Wie bereits beschreiben, wird die Geschichte ziemlich rasant. Ein interessantes Werkzeug, dass der Autor verwendet, um den Puls des Lesers ein wenig herunterzufahren, um in einem gesunden Rahmen zu bleiben, ist die detailreiche Darstellung von Evans Meditation. Man wird direkt dahin hineinversetzt, wie Evan meditiert und auf was er dabei - in der Meditation - achtet. Auch der Nutzen von Achtsamkeitstraining wird anschaulich dargestellt und ist etwas, dass sicher vielen Lesern auch im stressigen Alltag helfen kann, ein wenig herunterzufahren.

Besonders schön fand ich auch, dass der, zur Emotionslosigkeit ausgebildete, in Einsamkeit aufgewachsene Evan, der keinerlei Ahnung von jeglicher Art menschlicher Beziehungen zu haben scheint (außer trainierte Höflichkeit etc.), eine Verbindung zum kleinen Peter entwickelt. Sympathisch fand ich auch, dass er das Chaos in Mias Wohnung, mit dem sich wahrscheinlich viele von uns - gerade diejenigen, die selber Kinder haben - in unseren eigenen Wohnungen herumschlagen müssen, als gemütlich und erstrebenswert empfindet (verglichen mit seinem einsamen, abenteuerlichen Dasein). Ein Ort der Ruhe und Geborgenheit.
In Mias Wohnungen hängen, zur Erziehung ihres Sohnes, Weisheiten auf PostIts, die Evan bei seinen Besuchen liest und die auch den Leser zum Nachdenken anregen. In Zusammenhang mit Mia ergibt sich auch die Weisheit, dass man niemals perfekt sein kann, wenn man sich um andere mitkümmern muss. Immer gibt es etwas, was man falsch macht, sei es, weil man es nicht besser weiß oder weil man es nicht besser kann, obwohl man alles gibt, klappt es nicht immer. Doch wenn man alleine ist, fehlt einem etwas, auch wenn man alles perfekt macht, also ist es wieder nicht perfekt. Aus meiner Sicht ist das eine sehr schöne Sichtweise auf Beziehungen/Familie.

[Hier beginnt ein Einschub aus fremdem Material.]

PR #2347, opened 2018-06-07
[NG] Proper Datagrid typing

youdz:
This is a pass over our datagrid code to parametrize everything that needs to by the types of items we receive. It drastically reduces the number of `any` and improves the stability of our code.

I also removed old casts that are not needed anymore since both Angular and Typescript evolved and can now guess types better.

Deprecated exports are not type parametrized, so we simply use `<any>` for them.

### I just realized this is a breaking change for people who import our Datagrid classes in Typescript to interact dynamically with them.
I will mark this as "do not merge" until I either find a solution, we decide to squeeze it into 0.12 at the last minute, or we sit on it for long enough that it can go in the next major.

### DIFF
--- a/golden/clr-angular.d.ts
+++ b/golden/clr-angular.d.ts
@@ -240,26 +240,26 @@ export declare class ClrControlError {
 export declare class ClrControlHelper {
 }
 
-export declare class ClrDatagrid implements AfterContentInit, AfterViewInit, OnDestroy {
+export declare class ClrDatagrid<T = any> implements AfterContentInit, AfterViewInit, OnDestroy {
     SELECTION_TYPE: typeof SelectionType;
     allSelected: boolean;
-    columns: QueryList<ClrDatagridColumn>;
+    columns: QueryList<ClrDatagridColumn<T>>;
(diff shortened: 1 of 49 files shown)


youdz:
I forgot to do a pass on the app, silly me.

gnomeontherun:
I don't like the idea of throwing a breaking change in 0.12 when we're already at RC. I'd opt for this to go in when we branch for 0.13, otherwise it looks good to me.

m-tomczyk:
Hey @youdz I guess that breaking changes in this PR are because of introduction of generics? That can be made into non-breaking change using default generic type mechanism: https://github.com/Microsoft/TypeScript/issues/2175 . For newly added generics you should be able to simply `Foo<T = any>` and usage should default to just `Foo`
I don't know if 0.13 will be coming soon enough that this would be wasted effort tho.

youdz:
Wow @m-tomczyk. 😮 

Whether we decide to just wait for 0.13 or use the default generic now, we will _definitely_ use this in the future. Thank you so much for pointing a Typescript feature we didn't know about, this is awesome. You win the open-source. ❤️

PR #195, opened 2024-04-05
Open docs links in a new tab

johnmaguire:
Some docs links already did this, this makes the rest of them match.

I was worried when I clicked on one of the links in a form tooltip and the page navigated away that I might've lost what I'd typed in.


garethgeorge:
This is a really good catch, thanks for patching these!

PR #196, opened 2024-04-05
Make repo password required

johnmaguire:
Currently, there's no indication that a password is required. If you try to submit the form without one, you get an error flash message:

Screenshot 2024-04-05 at 01-09-41 Backrest

This PR makes it so you can't submit the form until a password is entered (a single character password is accepted.) It also adds a warning if you click off the field without entering a value.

Ich denke, wer dieses Buch liest, geht ohnehin davon aus, dass es mitunter ein wenig brutal zugeht. Manche Beschreibungen sind schon ein wenig heftig, aber für das Genre auch nicht besonders krass.

Der Schreibstil ist sehr flüssig, leicht lesbar, es gibt keine komplizierten Sätze, über die man stolpern könnte, und dennoch wirkt er nicht platt oder anspruchslos.

Während des Lesens habe ich mich des Öfteren gefragt, ob der Autor manches nur erfunden hat, weil er eine ausgeprägte Vorstellungskraft hat, oder ob er sich tatsächlich so tief in die verschiedenen Themen eingearbeitet hat, wie es wirkt (so selbstverständlich). Am Ende des Buches stellt sich in den Danksagungen heraus, dass es Letzteres ist und er sich tatsächlich sogar körperlich auf diverse Kampfsportarten etc. eingelassen hat, um Evans Moves, Methoden und Werkzeuge so realistisch wie möglich darzustellen. Ich bin kein Spezialist, was Agenten-Instrumente, Waffen oder Kampfsport betrifft, aber auf mich wirkte die Darstellung genauso überzeugend, wie der Autor es vermutlich beabsichtigt hat.

Ich freue mich, dass es bereits weitere Bände der Reihe gibt und werde sicherlich bald mit Band 2 beginnen.

INFO: Das Buch habe ich als Ebook (Kindle) gelesen, nur konnte man hier "Ebook" nicht auswählen. In der Ebook-Version kam es ein paarmal (ca. 4-5x) vor, dass mitten in einem Wort ein Leerzeichen war. Ob das in der Druckausgabe auch der Fall ist, weiß ich leider nicht.

Ich wünsche viel Spaß bei der Lektüre!